Directions
Find how many lines in the data below include the word "parseErr", then write only that number.

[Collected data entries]
<<<<

PR #629, opened 2023-11-08
Experiment: replace testify suite.Suite with our own that supports parallelism

serprex:
while we run the packages in parallel, all of that time is stuck on bigquery/snowflake, limiting parallelism to 2

Running testify suites in parallel is trouble: https://github.com/stretchr/testify/issues/187

So remove suite & run tests in parallel

For now testing snowflake. Doesn't include delta test

### DIFF
--- a/.github/workflows/flow.yml
+++ b/.github/workflows/flow.yml
@@ -93,7 +93,7 @@ jobs:
 
       - name: run tests
         run: |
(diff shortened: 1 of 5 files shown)


serprex:
So sharing suite was failing because it'd read 20 rows when expecting 10, moved to suite-per-test, but need postgres schema cleanup etc to be per-suite

serprex:
Close in favor of #640

PR #631, opened 2023-11-09
Tests for types

Amogh-Bharadwaj:
- Adds more data types in the types tests for BQ, SF and GCS.  Such as: ENUM, HSTORE, CIDR, CITEXT, LTREE
- Tested Eventhub and S3/GCS manually and checked the hub and AVRO file respectively


serprex:
Maybe failure rooted in part where tests generate a 20mb map of random uuid:uuid pairs

Issue #616, opened 2023-11-06
Support QRep schema changes for BQ as well


iskakaushik:
Similar to how we do it for snowflake.

PR #633, opened 2023-11-09
schema changes for QRep BigQuery

heavycrystal:
Also fixes a logic bug where the loop for processing SchemaDeltas would end processing early if an empty SchemaDelta was found.


flow/connectors/bigquery/bigquery.go
```diff
@@ -217,7 +217,7 @@ func (c *BigQueryConnector) ReplayTableSchemaDeltas(flowJobName string,
 	schemaDeltas []*protos.TableSchemaDelta) error {
 	for _, schemaDelta := range schemaDeltas {
 		if schemaDelta == nil || len(schemaDelta.AddedColumns) == 0 {
-			return nil
+			continue
```
serprex, line 220: It'd be useful to explain why `return nil` becomes `continue` in PR description

flow/connectors/bigquery/bigquery.go
```diff
@@ -1088,6 +1088,16 @@ func (c *BigQueryConnector) SetupNormalizedTables(
 ) (*protos.SetupNormalizedTableBatchOutput, error) {
 	tableExistsMapping := make(map[string]bool)
 	for tableIdentifier, tableSchema := range req.TableNameSchemaMapping {
+		table := c.client.Dataset(c.datasetID).Table(tableIdentifier)
```
serprex, line 1091: Is this code movement only for optimization purposes & not correctness purposes?

flow/connectors/bigquery/bigquery.go
heavycrystal: added in the description, it is a bugfix

flow/connectors/bigquery/bigquery.go
heavycrystal: only for optimization

serprex (approved):

iskakaushik (approved):

iskakaushik:
@heavycrystal  why can there be an empty schema delta?

heavycrystal:
currently there is no possibility for an empty SchemaDelta to be generated, but changed defensively

heavycrystal:
closes #616

PR #645, opened 2023-11-10
QRep UI Improvements

Amogh-Bharadwaj:
- Searchable dropdowns for table, watermark column, schema selection
- Source peers in create mirror are only postgres peers
- Fixes mirror status screen

Partially implements #646


serprex (approved):

ui/package.json
```diff
@@ -49,6 +49,7 @@
     "protobufjs": "^7.2.5",
     "react": "18.2.0",
     "react-dom": "18.2.0",
+    "react-select": "^5.8.0",
```
serprex, line 52: Why is this necessary given existing dependency on @radix-ui/react-select ?

Amogh-Bharadwaj: We want the select dropdowns to be searchable - which radix ui's react select does not seem to have

serprex: A separate PR should be made making the switch, removing @radix-ui/react-select too

PR #653, opened 2023-11-13
Allow configurable column names for soft-delete and synced-at

iskakaushik:
In `soft_delete` mode, PeerDB creates a new `soft_delete_col_name` column in each table in the destination. This mode is currently only supported on Snowflake destination. Rows deleted that are deleted (based on the primary key) are not deleted on the destination, rather the column value is set to `true` in the `soft_delete` mode.


protos/flow.proto
```diff
@@ -206,6 +209,10 @@ message SetupNormalizedTableInput {
 message SetupNormalizedTableBatchInput {
   peerdb_peers.Peer peer_connection_config = 1;
   map<string, TableSchema> table_name_schema_mapping = 2;
+
+  // migration related columns
+  string soft_delete_col_name = 4;
```
heavycrystal, line 214: consider using `optional string` instead so we can distinguish between unset and set to empty string easier

go.work
```diff
@@ -0,0 +1,3 @@
+go 1.21.4
```
heavycrystal, line 1: is this supposed to be committed?

flow/connectors/snowflake/snowflake.go
```diff
@@ -1142,7 +1156,8 @@ and updating the other columns.
 6. Repeat steps 1-5 for each unique set of unchanged toast column groups.
 7. Return the list of generated update statements.
 */
-func (c *SnowflakeConnector) generateUpdateStatement(allCols []string, unchangedToastCols []string) []string {
+func (c *SnowflakeConnector) generateUpdateStatement(
+	syncedAtCol string, allCols []string, unchangedToastCols []string) []string {
```
heavycrystal, line 1160: prefer `*string` instead of `string`

flow/connectors/snowflake/snowflake.go
```diff
@@ -903,8 +905,18 @@ func generateCreateTableSQLForNormalizedTable(
...
+		createTableSQLArray = append(createTableSQLArray,
+			fmt.Sprintf(`"%s" BOOLEAN DEFAULT FALSE,`, softDeleteColName))
+	}
+
+	// add a _peerdb_synced column to the normalized table
+	// this is a timestamp column that is used to mark records as synced
+	// default value is the current timestamp (snowflake)
+	if syncedAtColName != "" {
+		createTableSQLArray = append(createTableSQLArray,
+			fmt.Sprintf(`"%s" TIMESTAMP DEFAULT CURRENT_TIMESTAMP,`, syncedAtColName))
```
heavycrystal, line 918: could we use this default instead of explicitly setting in the merge statement?

heavycrystal (changes requested):

flow/e2e/snowflake/snowflake_helper.go
```diff
@@ -139,3 +141,37 @@ func (s *SnowflakeTestHelper) ExecuteAndProcessQuery(query string) (*model.QReco
 func (s *SnowflakeTestHelper) CreateTable(tableName string, schema *model.QRecordSchema) error {
 	return s.testClient.CreateTable(schema, s.testSchemaName, tableName)
 }
+
+// runs a query that returns an int result
+func (s *SnowflakeTestHelper) RunIntQuery(query string) (int, error) {
```
heavycrystal, line 146: could be generalized better as `CountRowsInQuery`

flow/connectors/snowflake/snowflake.go
iskakaushik: in merge statement we have to set it because when we update the column we have to update the timestamp.

serprex:
Please include description of what soft deletion means in PR description

iskakaushik:
> Please include description of what soft deletion means in PR description

Done!

go.work
iskakaushik: apparently this shouldn't be committed: https://go.googlesource.com/proposal/+/master/design/45713-workspace.md

heavycrystal (approved):

saisrirampur:
@iskakaushik - a couple of items:

1. Populate `_PEERDB_SYNCED_AT`/ `synced_at_col_name` during  initial load.
2.Populate `_PEERDB_SYNCED_AT`/ `synced_at_col_name` when `DELETE` (soft delete)

iskakaushik:
After discussing with @saisrirampur , initial load can be moved to its own PR. Doesn't need to block this PR.

PR #662, opened 2023-11-15
[snowflake] Run merges in parallel during normalize flow

iskakaushik:
Required by customer


serprex:
Is this purely perf related? Was this inspired by a customer experience or is this preemptive?

iskakaushik:
> Is this purely perf related? Was this inspired by a customer experience or is this preemptive?

This was identified as a blocker for a customer. They needed lower latencies than the current state of the world. We also identified `MERGE` as the root cause for the problem.

heavycrystal:
decreases overall durability since normalize is not transactional anymore, should be revisited in the future

heavycrystal:
also consider later if this should be configurable on a peer/mirror basis

heavycrystal (approved):

PR #663, opened 2023-11-15
peer-server: connect lazily

serprex:
While running `dev-peerdb.sh` I saw peer-server failing due to grpc connection taking too long. Replace connect_with_retries with tonic's connect_lazy

Also remove health check, if commandline includes grpc endpoint that endpoint should be used, regardless of health

The underlying principle of this PR is that grpc server should be able to come up & down as it pleases & peer-server will use it when it's up (& ideally fail loudly but non-terminally while it's down). I'm not sure this PR achieves that principle tho

### DIFF
--- a/nexus/flow-rs/src/grpc.rs
+++ b/nexus/flow-rs/src/grpc.rs
@@ -1,6 +1,4 @@
-use std::time::Duration;
 
-use anyhow::Context;
 use catalog::WorkflowDetails;
 use pt::{
     flow_model::{FlowJob, QRepFlowJob},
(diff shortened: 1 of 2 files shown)


heavycrystal:
verified by manually killing flow and restarting peerdb-server, all statements that don't need flow API work as expected.

minor issue with misleading logs, this appears even if MIRROR commands are not enabled:

```
peerdb-server         | 2023-11-15T17:11:40.672939Z  INFO Listening on 0.0.0.0:9900
peerdb-server         | 2023-11-15T17:11:40.672955Z  INFO MIRROR commands enabled
```

serprex:
Enabled/Disabled message is whether the argument was passed in. Maybe makes sense to remove logging that since it's just telling the user what command line arguments they passed in

iskakaushik (approved):

PR #668, opened 2023-11-16
S3 Peer UI

Amogh-Bharadwaj:
Screenshot 2023-11-16 at 1 33 12 PM

- Upon choosing the GCS option, the `Region` and `Role ARN` fields will not be shown as they have fixed values for GCS

### DIFF
--- a/flow/connectors/s3/s3.go
+++ b/flow/connectors/s3/s3.go
@@ -3,11 +3,13 @@ package conns3
 import (
 	"context"
 	"fmt"
+	"strings"
 
 	metadataStore "github.com/PeerDB-io/peer-flow/connectors/external_metadata"
 	"github.com/PeerDB-io/peer-flow/connectors/utils"
 	"github.com/PeerDB-io/peer-flow/generated/protos"
 	"github.com/PeerDB-io/peer-flow/model"
+	"github.com/aws/aws-sdk-go/aws"
 	"github.com/aws/aws-sdk-go/service/s3"
 	log "github.com/sirupsen/logrus"
 )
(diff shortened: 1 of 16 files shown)


flow/connectors/s3/s3.go
```diff
@@ -85,6 +93,47 @@ func (c *S3Connector) Close() error {
 	return nil
 }
 
+func ValidCheck(s3Client *s3.S3, bucketURL string, metadataDB *metadataStore.PostgresMetadataStore) error {
+	_, listErr := s3Client.ListBuckets(nil)
+	if listErr != nil {
+		return fmt.Errorf("failed to list buckets: %w", listErr)
+	}
+
+	reader := strings.NewReader("hello world")
```
iskakaushik, line 102: put something like a timestamp string

flow/connectors/s3/s3.go
```diff
@@ -85,6 +93,47 @@ func (c *S3Connector) Close() error {
...
+	if parseErr != nil {
+		return fmt.Errorf("failed to parse bucket url: %w", parseErr)
+	}
+
+	// Write an empty file and then delete it
+	// to check if we have write permissions
+	bucketName := aws.String(bucketPrefix.Bucket)
+	_, putErr := s3Client.PutObject(&s3.PutObjectInput{
+		Bucket: bucketName,
+		Key:    aws.String("peerdb_check"),
```
iskakaushik, line 113: make this a const in the file and call it `__peerdb_check`

ui/app/peers/create/[peerType]/helpers/s3.ts
```diff
@@ -0,0 +1,63 @@
...
+  region: undefined,
+  endpoint: '',
+  metadataDb: {
+    host: '',
+    port: 5432,
+    user: 'postgres',
+    password: '',
+    database: 'postgres',
+    transactionSnapshot: '',
+  },
```
Comment (iskakaushik) [inline ui/app/peers/create/[peerType]/helpers/s3.ts:62]: Don't expose metadata db to the user, just use catalog.

PR #669, opened 2023-11-16
Wait for at least one record or PKM before returning even after timeout

iskakaushik:
Earlier the flow was on connection timeout we would return the currently accumulated records. Now the `continue` and resetting the standby deadline, means that we will continue waiting for newer records in case we don't have any records or PKMs.

The reason we exit at all from `PullRecords` is to checkpoint. We store metadata on the destination corresponding to committed LSN and we do it in batches because data warehouses operate better that way. Without records there's no need to checkpoint and we can wait indefinitely.

fixes: https://github.com/PeerDB-io/peerdb/issues/670


serprex (approved):

flow/connectors/utils/env.go
```diff
@@ -45,3 +45,23 @@ func GetEnvInt(name string, defaultValue int) int {
...
+func GetEnvString(name string, defaultValue string) string {
+	val, ok := GetEnv(name)
+	if !ok {
+		return defaultValue
+	}
+
+	return val
+}
+
+func IsTestEnv() bool {
```
serprex, line 60: This is generally pretty dangerous unless used carefully. Since it means you aren't testing when `!IsTestEnv` & that's the case that matters

iskakaushik: 100% agreed - filed: https://github.com/PeerDB-io/peerdb/issues/672 and will follow-up with fixing the tests. The urgency in landing the PR is for a ongoing issue.

PR #671, opened 2023-11-16
Disable CI linting sqlparser-rs

serprex:
sqlparser-rs linting belongs at the source: https://github.com/PeerDB-io/sqlparser-rs

That way new clippy rules flagging old code in sqlparser-rs don't cause lint fails for this repo


iskakaushik (approved):
seems like there is no other easy way: https://github.com/rust-lang/cargo/issues/5034

PR #680, opened 2023-11-17
Use catalog as external store

Amogh-Bharadwaj:
If metadataDB is set to empty string/undefined, we now use catalog as the metadata postgres instance for S3/GCS and Eventhub CDC

Screenshot 2023-11-17 at 11 14 29 PM

### DIFF
--- a/ui/components/S3Form.tsx
+++ b/ui/components/S3Form.tsx
@@ -1,11 +1,5 @@
 'use client';
-import { PeerConfig } from '@/app/dto/PeersDTO';
-import { postgresSetting } from '@/app/peers/create/[peerType]/helpers/pg';
-import {
-  blankS3Setting,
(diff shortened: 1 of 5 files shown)


ui/components/S3Form.tsx
```diff
@@ -130,75 +113,6 @@ const S3ConfigForm = ({ setter }: S3Props) => {
             />
           );
       })}
-
-      <Label
```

>>>>

Answer box
2